## Task to complete
Report the number of lines holding "defmodule" in the material below, and nothing more.

## Task material
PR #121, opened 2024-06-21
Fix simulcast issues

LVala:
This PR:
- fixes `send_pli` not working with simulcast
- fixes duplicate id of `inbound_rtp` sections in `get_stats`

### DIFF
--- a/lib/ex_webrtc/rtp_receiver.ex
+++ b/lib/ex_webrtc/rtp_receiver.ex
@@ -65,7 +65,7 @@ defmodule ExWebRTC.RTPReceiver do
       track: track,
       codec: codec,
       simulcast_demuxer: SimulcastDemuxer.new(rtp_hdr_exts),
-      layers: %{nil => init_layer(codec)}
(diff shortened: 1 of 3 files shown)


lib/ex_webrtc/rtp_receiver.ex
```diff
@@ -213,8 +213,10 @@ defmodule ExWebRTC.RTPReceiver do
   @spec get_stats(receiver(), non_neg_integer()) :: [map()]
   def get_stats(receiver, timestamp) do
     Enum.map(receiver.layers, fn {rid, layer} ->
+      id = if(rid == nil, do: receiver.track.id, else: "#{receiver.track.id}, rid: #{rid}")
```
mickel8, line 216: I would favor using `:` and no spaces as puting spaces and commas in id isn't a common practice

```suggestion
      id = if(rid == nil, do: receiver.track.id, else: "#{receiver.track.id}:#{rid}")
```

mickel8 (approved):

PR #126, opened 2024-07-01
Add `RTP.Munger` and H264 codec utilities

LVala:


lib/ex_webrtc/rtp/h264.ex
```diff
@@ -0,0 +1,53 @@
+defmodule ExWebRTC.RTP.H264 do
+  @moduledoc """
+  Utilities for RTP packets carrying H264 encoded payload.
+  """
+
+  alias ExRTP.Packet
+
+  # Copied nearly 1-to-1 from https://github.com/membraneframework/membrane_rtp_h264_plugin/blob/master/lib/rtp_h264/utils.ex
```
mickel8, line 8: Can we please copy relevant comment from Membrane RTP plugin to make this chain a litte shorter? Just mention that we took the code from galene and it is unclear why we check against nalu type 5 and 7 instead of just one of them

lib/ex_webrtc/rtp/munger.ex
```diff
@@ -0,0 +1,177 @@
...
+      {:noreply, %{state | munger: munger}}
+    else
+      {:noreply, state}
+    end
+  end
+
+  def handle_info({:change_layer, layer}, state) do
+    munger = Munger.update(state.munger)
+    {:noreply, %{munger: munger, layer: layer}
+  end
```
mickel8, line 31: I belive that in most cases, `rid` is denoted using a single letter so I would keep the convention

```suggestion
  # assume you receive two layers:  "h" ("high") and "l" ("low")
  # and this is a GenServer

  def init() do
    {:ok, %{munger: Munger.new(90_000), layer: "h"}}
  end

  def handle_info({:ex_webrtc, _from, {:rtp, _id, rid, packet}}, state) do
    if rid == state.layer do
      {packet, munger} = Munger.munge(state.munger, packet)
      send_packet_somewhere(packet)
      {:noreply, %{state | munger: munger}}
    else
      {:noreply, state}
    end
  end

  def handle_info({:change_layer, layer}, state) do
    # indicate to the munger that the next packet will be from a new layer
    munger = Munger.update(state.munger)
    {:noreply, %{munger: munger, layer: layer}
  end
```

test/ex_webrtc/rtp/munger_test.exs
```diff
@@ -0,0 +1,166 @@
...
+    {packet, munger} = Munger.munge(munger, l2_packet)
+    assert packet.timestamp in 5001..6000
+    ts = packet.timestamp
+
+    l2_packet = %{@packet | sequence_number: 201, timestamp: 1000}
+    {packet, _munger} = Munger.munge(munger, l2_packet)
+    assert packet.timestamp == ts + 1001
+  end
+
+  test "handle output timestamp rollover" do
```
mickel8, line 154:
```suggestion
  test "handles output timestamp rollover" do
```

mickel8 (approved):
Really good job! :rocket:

--

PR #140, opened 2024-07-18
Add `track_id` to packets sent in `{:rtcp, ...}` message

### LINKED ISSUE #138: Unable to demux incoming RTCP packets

## Output for this exercise
3